Artikel FrauenSicht - Gericht erlaubt indirekte Lohndiskriminierung

Zwei Schwangerschaften und Geburten hatten negative Auswirkungen auf den Lohn einer
Angestellten.
Gericht erlaubt indirekte
Lohndiskriminierung
fs / 02. Jun 2016 - In der Schweiz darf eine Arbeitgeberin einer Angestellten
wegen des Mutterschaftsurlaubes eine Lohnerhöhung verweigern. Ein
Grundsatzurteil mit Folgen.
Das Bundesverwaltungsgericht hatte den Fall einer Angestellten der
Schweizerischen Bundesbahnen (SBB) zu beurteilen. Dabei ging es um ihre
Absenzen in den Jahren 2010 und 2013.
Mutterschaftsurlaub erhöht Absenztage
Im Jahr 2010 fehlte die Zugbegleiterin während insgesamt 306 Arbeitstagen. 144
Tage vor der Geburt durfte sie nicht als Zugbegleiterin arbeiten. Die SBB boten der
Schwangeren keinen anderen Arbeitsort an und stellten sie frei. Nach der Geburt war
sie 101 Tage im Mutterschaftsurlaub (Elternzeit, Karenz). Zusätzlich war sie 61 Tage
krank geschrieben.
Im Jahr 2013 fehlte die Angestellte während 187 Tagen. 122 Tage war sie erneut im
Mutterschaftsurlaub und 65 Tage krank geschrieben.
Keine Lohnerhöhung
Wegen der vielen Absenzen erhielt die Angestellte in den Jahren 2011 und 2014
keine Lohnerhöhung. Die SBB begründen dies mit ihrem Reglement. Danach gibt es
bei Abwesenheiten von länger als einem halben Kalenderjahr keine Lohnerhöhung.
Eine Beurteilung der Leistung sei bei so langen Abwesenheiten nicht möglich.
Indirekte Diskriminierung
Gegen diese Klausel klagte die Zugbegleiterin, unterstützt von der Gewerkschaft des
Verkehrspersonals (SEV). Im Reglement der SBB sei der Mutterschaftsurlaub bei
den lohnrelevanten Abwesenheitstagen nicht explizit genannt. Wenn dieser zu den
sechs Monaten zähle, die man maximal abwesend sein darf, diskriminiere dies
Frauen indirekt. Sie hätten dann schlechtere Chancen als Männer auf eine
Leistungsbeurteilung und damit auf eine Lohnerhöhung.

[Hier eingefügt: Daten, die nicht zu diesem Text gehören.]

PR #4597, opened 2024-11-22
Move VectorDim, CurlDim to FiniteElementSpace

phdum-a:
Dear all,

[This is my first MFEM PR. I am in the same group as @hughcars and now working on code using MFEM].

This is a mini-PR that just moves existing functions. Specifically, `VectorDim` and `CurlDim` are defined in `GridFunction`, but only depend on the underlying `FiniteElementSpace`. We want to pre-allocate some memory that the depends on the actual vector size and where we know the FES, but not the gridfunction yet. 

Would it be ok to move those functions to `FiniteElementSpace`?

Two small points:
1. I've renamed these functions `GetVectorDim` and `GetCurlDim` to match the style of similar functions in `FiniteElementSpace`, but left them as is in `GridFunction` for backwards compatibility. Is this ok?
2. I've added short docstrings that were missing, so could you please check these are understandable? Especially to distinguish this function from `GetVDim`.

Thanks!

### DIFF
--- a/fem/fespace.cpp
+++ b/fem/fespace.cpp
@@ -1358,6 +1358,46 @@ int FiniteElementSpace::GetNConformingDofs() const
    return P ? (P->Width() / vdim) : ndofs;
 }
 
+int FiniteElementSpace::GetVectorDim() const
+{
+   const FiniteElement *fe;
+   if (!GetNE())
+   {
+      static const Geometry::Type geoms[3] =
+      { Geometry::SEGMENT, Geometry::TRIANGLE, Geometry::TETRAHEDRON };
+      fe = FEColl()->FiniteElementForGeometry(geoms[GetMesh()->Dimension()-1]);
+   }
+   else
+   {
+      fe = GetFE(0);
+   }
+   if (!fe || fe->GetRangeType() == FiniteElement::SCALAR)
+   {
+      return GetVDim();
+   }
+   return GetVDim()*std::max(GetMesh()->SpaceDimension(), fe->GetRangeDim());
+}
+
+int FiniteElementSpace::GetCurlDim() const
+{
+   const FiniteElement *fe;
+   if (!GetNE())
+   {
+      static const Geometry::Type geoms[3] =
+      { Geometry::SEGMENT, Geometry::TRIANGLE, Geometry::TETRAHEDRON };
+      fe = FEColl()->FiniteElementForGeometry(geoms[GetMesh()->Dimension()-1]);
+   }
+   else
+   {
+      fe = GetFE(0);
+   }
+   if (!fe || fe->GetRangeType() == FiniteElement::SCALAR)
+   {
+      return 2 * GetMesh()->SpaceDimension() - 3;
+   }
+   return GetVDim()*fe->GetCurlDim();
+}
+
 const ElementRestrictionOperator *FiniteElementSpace::GetElementRestriction(
    ElementDofOrdering e_ordering) const
 {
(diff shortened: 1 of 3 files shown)


phdum-a:
Hi @tzanio — thank you very much! I've now joined the MFEM organization. I will close this PR and reopen one from an mfem dev branch, as requested.

fem/fespace.hpp
```diff
@@ -427,6 +427,7 @@ class FiniteElementSpace
    /// Replicate 'mat' in the vector dimension, according to vdim ordering mode.
    void MakeVDimMatrix(SparseMatrix &mat) const;
 
+
```
pazner, line 430:
```suggestion
```

fem/fespace.hpp
```diff
@@ -748,6 +749,13 @@ class FiniteElementSpace
 
    int GetConformingVSize() const { return vdim * GetNConformingDofs(); }
 
+   /// Return the dimension of an vector in the space, including if elements
+   /// are vector-valued
```
pazner, line 753: This could use a bit more explanation. If I understand correctly, the finite elements themselves may be vector-valued (e.g. $H(\mathrm{div})$ or $`H(\mathrm{curl})`$), say with $n$ components, and the finite element space may have a "vdim", i.e. we may be on the space $[V_h]^m$ which is like $m$ copies of $V_h$. `GetVectorDim()` will return in this case $n \times m$. Is that right?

Diskriminierung «sachlich gerechtfertigt»
Das Bundesverwaltungsgericht entschied knapp mit drei zu zwei Stimmen, dass es
Frauen tatsächlich indirekt diskriminiert, wenn die SBB den Mutterschaftsurlaub zu
den lohnrelevanten Abwesenheitstagen zählen. Das benachteilige Frauen, was das
Gleichstellungsgesetz verbietet.
Trotzdem wies das Gericht wiederum knapp mit drei zu zwei Stimmen die Klage der
Angestellten ab. Die Diskriminierung sei «sachlich gerechtfertigt» und damit erlaubt.
Die Leistung einer angestellten Person zu beurteilen sei nur möglich, wenn sie auch
gearbeitet hat. Arbeitgeber dürften dafür eine Mindestdauer festlegen. Der
gesetzliche Mutterschaftsurlaub sei mit vier Monaten kürzer als ein halbes Jahr.
Nach einem Mutterschaftsurlaub bleibe also noch genug Arbeitszeit, um eine
Lohnerhöhung zu erreichen. Der Mutterschaftsurlaub allein führe nicht dazu, dass
eine lohnrelevante Beurteilung nicht stattfinden könne.
Grundsatzurteil
Das Urteil (A-6157/2014) wird später veröffentlicht. Es gilt als Grundsatzurteil, das
Folgen für viele Arbeitnehmerinnen haben kann. Die Gewerkschaft SEV will das
schriftliche Urteil abwarten. Es sei aber «mehr als wahrscheinlich», dass sie das
Urteil ans Bundesgericht weiterziehe. Frauen dürften nicht wegen der Mutterschaft
diskriminiert werden. Das Bundesverwaltungsgericht stelle bei der Berechnung der
Abwesenheitstage den Mutterschaftsurlaub mit einer Krankheit gleich. Damit habe
eine Schwangere ein höheres Risiko als ein Mann, keine Lohnerhöhung zu erhalten.